▸ Exercise goal: Filter the material below down to the lines containing the word "biconnectivity".

── Extracted records

Issue #224, opened 2023-02-09
Move testing to `GenericGraph`


gdalle:
See #133

simonschoelly:
I don't think this should be tagge as a v2.0 issue, there is no reason not to use `GenericGraph` right now.

gdalle:
Fair enough

gdalle:
@simonschoelly is there any more we can do on this end? I would keep the issue open though

PR #270, opened 2023-07-02
Use GenericGraph for testing biconnectivity algorithms

simonschoelly:
This PR changes the biconnectivity algorithms so that they test with `GenericGraph` instead of `SimpleGraph`.

With this, I discovered an error, where we incorrectly assumed that the result of `outneighbors(g, v)` is indexable. To work around this without , I added a function `collect_if_not_vector` that converts the result of `outneighbors` to a vector unless it is already one. In the future we might think, if we either should adjust these algorithms, or instead require the neighbor functions to always return an indexable collection.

────

▸ Output for this exercise:
Use GenericGraph for testing biconnectivity algorithms
This PR changes the biconnectivity algorithms so that they test with `GenericGraph` instead of `SimpleGraph`.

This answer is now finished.